Exercise goal = Every line below should be duplicated exactly.

Information supplied =
PR #5576, opened 2025-09-24
chore: update faro to 1.19.0

eskirk:
upgrading faro deps to 1.19.0

covering our bases to see if this is due to some plugins with old faro deps caused [this escalation](https://grafanalabs.enterprise.slack.com/archives/C09GWJ20FHU)


mthorning (approved):
LGTM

Expected answer =
PR #5576, opened 2025-09-24
chore: update faro to 1.19.0

eskirk:
upgrading faro deps to 1.19.0

covering our bases to see if this is due to some plugins with old faro deps caused [this escalation](https://grafanalabs.enterprise.slack.com/archives/C09GWJ20FHU)


mthorning (approved):
LGTM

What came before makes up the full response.